═════ INPUT

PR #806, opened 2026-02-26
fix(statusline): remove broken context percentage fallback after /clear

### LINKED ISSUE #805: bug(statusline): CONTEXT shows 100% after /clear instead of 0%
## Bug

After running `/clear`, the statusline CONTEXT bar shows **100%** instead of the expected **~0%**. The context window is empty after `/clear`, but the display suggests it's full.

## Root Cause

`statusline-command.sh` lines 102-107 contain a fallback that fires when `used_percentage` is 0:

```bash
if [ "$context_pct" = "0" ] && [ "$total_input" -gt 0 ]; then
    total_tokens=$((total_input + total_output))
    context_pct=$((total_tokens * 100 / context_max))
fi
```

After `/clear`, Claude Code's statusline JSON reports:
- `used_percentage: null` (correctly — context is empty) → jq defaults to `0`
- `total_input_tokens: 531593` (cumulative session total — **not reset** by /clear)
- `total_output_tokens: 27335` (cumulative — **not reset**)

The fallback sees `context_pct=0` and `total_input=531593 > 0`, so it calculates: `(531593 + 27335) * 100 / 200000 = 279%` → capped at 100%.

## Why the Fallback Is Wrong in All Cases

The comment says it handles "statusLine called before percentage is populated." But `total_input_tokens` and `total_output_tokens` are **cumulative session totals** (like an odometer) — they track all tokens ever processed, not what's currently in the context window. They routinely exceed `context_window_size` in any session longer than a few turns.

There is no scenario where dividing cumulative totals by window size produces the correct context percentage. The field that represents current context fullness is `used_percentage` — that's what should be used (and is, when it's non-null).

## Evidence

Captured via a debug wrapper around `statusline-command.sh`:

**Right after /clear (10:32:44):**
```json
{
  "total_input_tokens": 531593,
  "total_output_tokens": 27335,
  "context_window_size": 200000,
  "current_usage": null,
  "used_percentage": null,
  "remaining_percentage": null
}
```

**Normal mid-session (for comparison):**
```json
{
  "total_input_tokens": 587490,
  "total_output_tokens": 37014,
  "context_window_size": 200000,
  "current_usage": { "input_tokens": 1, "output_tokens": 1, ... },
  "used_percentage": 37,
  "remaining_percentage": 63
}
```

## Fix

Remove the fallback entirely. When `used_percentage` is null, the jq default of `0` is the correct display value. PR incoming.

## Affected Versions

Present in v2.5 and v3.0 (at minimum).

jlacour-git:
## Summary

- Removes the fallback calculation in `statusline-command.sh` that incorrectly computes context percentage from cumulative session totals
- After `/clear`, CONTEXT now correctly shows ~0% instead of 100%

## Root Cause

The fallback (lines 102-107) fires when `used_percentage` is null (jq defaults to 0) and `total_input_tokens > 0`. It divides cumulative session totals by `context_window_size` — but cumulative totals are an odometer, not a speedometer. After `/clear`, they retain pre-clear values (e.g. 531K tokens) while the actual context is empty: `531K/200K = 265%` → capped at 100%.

══════════

* _ASSIGNMENT_
Each line above with the word "instead" needs to be copied.

* _RESPONSE AREA_
### LINKED ISSUE #805: bug(statusline): CONTEXT shows 100% after /clear instead of 0%
After running `/clear`, the statusline CONTEXT bar shows **100%** instead of the expected **~0%**. The context window is empty after `/clear`, but the display suggests it's full.
- After `/clear`, CONTEXT now correctly shows ~0% instead of 100%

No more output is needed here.